Contenido de la conferencia impartida por Eric Hobsbawn en París el pasado 22 de septiembre
«A pesar de ese proceso de homogeneización, los europeos no se identifican con su continente. Aun aquellos que llevan una vida realmente transnacional, la identificación primaria sigue siendo nacional.»
Como el Dios de la Biblia en el momento de la creación, la cartografía está obligada a poner un nombre a las cosas que describe: la toponimia, construcción humana, está en consecuencia cargada de motivaciones humanas. ¿Por qué clasificar como «continente» al conjunto de penínsulas, de montañas y de planicies situadas en el extremo occidental del gran continente euroasiático? En el siglo XVIII, un historiador y geógrafo ruso, V.N.Taichtchev, trazó la línea divisoria de Europa-Asia que todos nosotros conocemos: desde los Urales al mar Caspio y al Cáucaso. Para erradicar el estereotipo de una Rusia «asiática», por lo tanto atrasada, hacía falta subrayar la pertenencia de Rusia a Europa. Los continentes son tanto – ¿o más? – construcciones históricas que entidades geográficas.
La Europa cartográfica es una construcción moderna. Ella no sale del limbo hasta el siglo XVII. La idea actual de una Unión Europea (UE) es más joven todavía y los proyectos prácticos para su unificación nacieron recién en el siglo XX, hijos de las Guerras Mundiales. Países antes hostiles se unieron para formar una zona de paz, garante del interés común.

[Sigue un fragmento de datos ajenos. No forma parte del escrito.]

PR #4159, opened 2026-02-12
Added class loader option to the project

ThomasWega:
Found this issue out when creating a Paper (Minecraft)  plugin. Minecraft plugins each have their own ClassLoader. This makes it impossible for me to map classes as the class loader morphia is using is just a different one. 

There was a workaround in earlier version as I was able to find here
https://stackoverflow.com/a/63698526
Even a suggested feature here: https://github.com/MorphiaOrg/morphia/pull/1394

If I'm not mistaken, that's no longer the case. This pretty recent issue on github was a similar thing, but it suggested to use Thread.currentThread().getContextClassLoader() which 2.5.2 does I think, however that just does not solve my issue as you can see from this screenshot.
image
The classloader is just different.

I've tried adding the option to input custom classloader in the project. Take this more as a draft than a finished thing. I'm looking for feedback and will make any change you request. There is also still one place that uses the old classloader which I've marked with FIXME. I'm quite honestly not sure if all places require to use the custom class loader.

I have tested this version on my server with my project and it seems to work completely fine. It fixed the previous issues where no classes could be mapped and when they were mapped manually they would not resolve when being taken from the database.

I also would've done this change for 3.0.0 but I just wasn't able to get it to work with my maven. It's using the maven 4 which is in preview and seems like my PC is having issues loading it even though I've upgraded.

I'm also available on the discord server as `ThomasWega` if you want to discuss anything there

### DIFF
--- a/core/src/main/java/dev/morphia/mapping/codec/references/ReferenceCodec.java
+++ b/core/src/main/java/dev/morphia/mapping/codec/references/ReferenceCodec.java
@@ -164,7 +164,7 @@ public class ReferenceCodec extends BaseReferenceCodec<Object> implements Proper
                 try {
                     id = datastore.getCodecRegistry()
                             .get(datastore.getMapper().getClass(document))
-                            .decode(new DocumentReader(document, datastore.getClassLoader()), decoderContext);
+                            .decode(new DocumentReader(document, datastore.getMapper().getClassLoader()), decoderContext);
                 } catch (CodecConfigurationException e) {
                     throw new MappingException(Sofia.cannotFindTypeInDocument(), e);
                 }
@@ -176,7 +176,7 @@ public class ReferenceCodec extends BaseReferenceCodec<Object> implements Proper
             if (refId instanceof Document) {
                 refId = datastore.getCodecRegistry()
                         .get(Object.class)
-                        .decode(new DocumentReader((Document) refId, datastore.getClassLoader()), decoderContext);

El éxito de nuestra Unión Europea es incuestionable, aunque por debajo de las expectativas de ciertos pioneros y pese a que la evolución hacia la unidad del continente fue complicada, desviada incluso, en particular por las exigencias de la política norteamericana.
Se trata, así, de una Europa históricamente joven. La Europa ideológica es, sin embargo, mucho más vieja. Es la Europa tierra de civilización contra la no-Europa de los Bárbaros. La Europa como metáfora de exclusión existe desde Herodoto. Existió siempre. Es una región de dimensiones variables, definida por la frontera (étnica, social, cultural tanto como geográfica) con las regiones del «Otro», situadas a menudo en «Asia», a veces en «África». La etiqueta «Asia» como sinónimo de un «Otro», que combina la amenaza y la inferioridad, ha colgado todo el tiempo sobre la espalda de Rusia. Recuerdan las palabras de Metternich «Asien beginnt an der Landstrasse», es decir, Asia comienza en la carretera nacional (de Viena).
De la política a los mitos no hay más que un paso. El mito europeo por excelencia es el de la identidad primordial. Lo que tenemos en común es esencial, lo que nos diferencia, insignificante o secundario. Ahora bien, para Europa la presunción de unidad es tanto más absurda cuanto que lo que ha caracterizado a su historia es, precisamente, la división.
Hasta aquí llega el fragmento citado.